"""

PR #659, opened 2026-07-11
fix(tools): classify silent wrapped Windows command failures as sandbox denials

euxaristia:
## Problem

A Windows restricted-token sandbox failure is often completely silent. When the token cannot open the target executable or one of its DLLs (see #658), or an MSYS runtime dies during init, the wrapped command exits nonzero having written zero bytes to stdout and stderr. The denial detection in internal/tools/sandbox_denial.go is keyword-based, so these failures are never marked as sandbox denials. The agent loop then never offers the unsandboxed-retry prompt, and the model is left retrying "Command completed with no output" until it gives up. This is exactly the failure mode that stranded a real session: six consecutive gh/git calls returned exit 1 with empty output and no diagnostic.

## Fix

Treat a wrapped command on the Windows restricted-token or elevated backend that exits nonzero with completely empty combined output as a likely sandbox denial (kind: sandbox). This routes the result into the existing escalation path, so the user gets the retry-unsandboxed prompt instead of a bare failure.

Trade-off: a command that legitimately fails silently (findstr with no match, for example) now costs one extra approval prompt. The inverse misclassification silently strands the whole session, so the trade goes to prompting. Other backends are unaffected: bwrap and seatbelt failures are not silent in this way, and the existing keyword and seccomp checks are unchanged.

## Verification

New unit tests cover the silent-failure classification, the exit-0 and non-Windows non-cases, and a failure that produced output. `go build ./...` and `go test ./internal/tools ./internal/agent ./internal/sandbox` pass.

Complementary to #658: that PR fixes the most common cause of these silent failures, this one makes any remaining ones (MSYS init deaths, Schannel-style limitations, DenyRead-configured profiles that keep the fully restricted token) recoverable instead of dead ends.

## Summary by CodeRabbit

* **Bug Fixes**
  * Improved detection of sandbox-denied commands on wrapped Windows backends when commands fail without producing output.
  * Ensured silent failures are only classified as sandbox denials in the correct wrapped Windows scenarios; prevented false positives for successful runs, non-Windows backends, and commands with unrelated output.

### DIFF
--- a/internal/tools/sandbox_denial.go
+++ b/internal/tools/sandbox_denial.go
@@ -66,7 +66,34 @@ func sandboxDenialKind(plan zeroSandbox.CommandPlan, exitCode int, sections ...s
 	if plan.TargetBackend == zeroSandbox.BackendLinuxBwrap && exitCode == 128+31 {
 		return SandboxDenialKindSandbox, "seccomp"
 	}
+	// Windows restricted-token failures are often SILENT: a spawn the token
+	// cannot satisfy (executable or DLL unreadable under the restricted-SID
+	// check, MSYS runtime init death, loader status 0xC0000135/0xC0000142)
+	// produces a nonzero exit with no output at all, so none of the keyword
+	// heuristics above can ever fire. Treat "wrapped Windows command failed
+	// without writing a single byte" as a likely sandbox denial so the caller
+	// offers the unsandboxed-retry prompt instead of surfacing a bare
+	// "command completed with no output". A command that legitimately fails
+	// silently (findstr with no match, for one) costs one extra approval
+	// prompt; the inverse misclassification silently strands the whole
+	// session, so the trade goes to prompting.
+	if windowsWrappedBackend(plan.TargetBackend) && sectionsEmpty(sections...) {
+		return SandboxDenialKindSandbox, "no output from sandboxed command"
+	}
 	return "", ""
+}
+
+func windowsWrappedBackend(backend zeroSandbox.BackendName) bool {
+	return backend == zeroSandbox.BackendWindowsRestrictedToken || backend == zeroSandbox.BackendWindowsElevated
+}
+
+func sectionsEmpty(sections ...string) bool {
+	for _, section := range sections {
+		if strings.TrimSpace(section) != "" {
+			return false
+		}
+	}
+	return true
 }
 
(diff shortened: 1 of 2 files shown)


euxaristia:
Pushed 5d726af addressing the CodeRabbit suggestion: TestLikelySandboxDeniedDetectsSilentWindowsWrappedFailure is now parameterized over both windows-restricted-token and windows-elevated, so the elevated arm of windowsWrappedBackend has coverage too. No production code changes.

Vasanthdev2004 (approved):
Reviewed the silent-denial classification. The heuristic is tight: it only fires for wrapped commands on the Windows restricted-token/elevated backends with a nonzero exit AND completely empty stdout+stderr, and the exitCode==0 early return (sandbox_denial.go:55) keeps a real success from ever being mislabeled as a denial. A genuine silent sandbox denial now gets the unsandboxed-retry prompt instead of stranding the session, and the only over-classification cost is one extra approval prompt for legitimately silent-failing wrapped commands like a no-match findstr — which the comment owns explicitly. Tests cover the success, empty-output, other-backend, and has-output cases; build/vet/gofmt/tools tests pass and it merges clean.

One minor note: BackendWindowsElevated is bundled into windowsWrappedBackend, but an elevated-token command isn't really "denied" by the sandbox, so a silent failure there is less clearly a denial — at worst it yields a spurious retry prompt, low harm, but worth a glance if you want to narrow it to the restricted-token backend only.

euxaristia:
On the BackendWindowsElevated note: it's currently unreachable as a TargetBackend value. internal/sandbox/manager.go only constructs a Windows backend via nativeBackend(goos, BackendWindowsRestrictedToken, ...); there's no call site that produces one named BackendWindowsElevated. buildPlatformCommandPlan's switch also only has a case for BackendWindowsRestrictedToken, so anything else falls through to nativeSandboxUnavailableError before a command plan is ever built.

Given that, narrowing windowsWrappedBackend() to restricted-token only wouldn't change any live behavior, and it would break the pattern used elsewhere (manager.go, adapters.go, platformForBackendName) of treating the two Windows backends as a matched pair. Leaving it bundled and covering it with the test added in 5d726af seemed like the better trade: no behavior change now, and it stays correct if the elevated path ever gets wired up to produce real command plans.

kevincodex1 (approved):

"""

■ Work instructions ■
From the listing above, output exactly the run of lines that starts with the line containing "Pushed 5d726af addressing" and ends with the line containing "Given that, narrowing".

■ Solution below ■
Pushed 5d726af addressing the CodeRabbit suggestion: TestLikelySandboxDeniedDetectsSilentWindowsWrappedFailure is now parameterized over both windows-restricted-token and windows-elevated, so the elevated arm of windowsWrappedBackend has coverage too. No production code changes.

Vasanthdev2004 (approved):
Reviewed the silent-denial classification. The heuristic is tight: it only fires for wrapped commands on the Windows restricted-token/elevated backends with a nonzero exit AND completely empty stdout+stderr, and the exitCode==0 early return (sandbox_denial.go:55) keeps a real success from ever being mislabeled as a denial. A genuine silent sandbox denial now gets the unsandboxed-retry prompt instead of stranding the session, and the only over-classification cost is one extra approval prompt for legitimately silent-failing wrapped commands like a no-match findstr — which the comment owns explicitly. Tests cover the success, empty-output, other-backend, and has-output cases; build/vet/gofmt/tools tests pass and it merges clean.

One minor note: BackendWindowsElevated is bundled into windowsWrappedBackend, but an elevated-token command isn't really "denied" by the sandbox, so a silent failure there is less clearly a denial — at worst it yields a spurious retry prompt, low harm, but worth a glance if you want to narrow it to the restricted-token backend only.

euxaristia:
On the BackendWindowsElevated note: it's currently unreachable as a TargetBackend value. internal/sandbox/manager.go only constructs a Windows backend via nativeBackend(goos, BackendWindowsRestrictedToken, ...); there's no call site that produces one named BackendWindowsElevated. buildPlatformCommandPlan's switch also only has a case for BackendWindowsRestrictedToken, so anything else falls through to nativeSandboxUnavailableError before a command plan is ever built.

Given that, narrowing windowsWrappedBackend() to restricted-token only wouldn't change any live behavior, and it would break the pattern used elsewhere (manager.go, adapters.go, platformForBackendName) of treating the two Windows backends as a matched pair. Leaving it bundled and covering it with the test added in 5d726af seemed like the better trade: no behavior change now, and it stays correct if the elevated path ever gets wired up to produce real command plans.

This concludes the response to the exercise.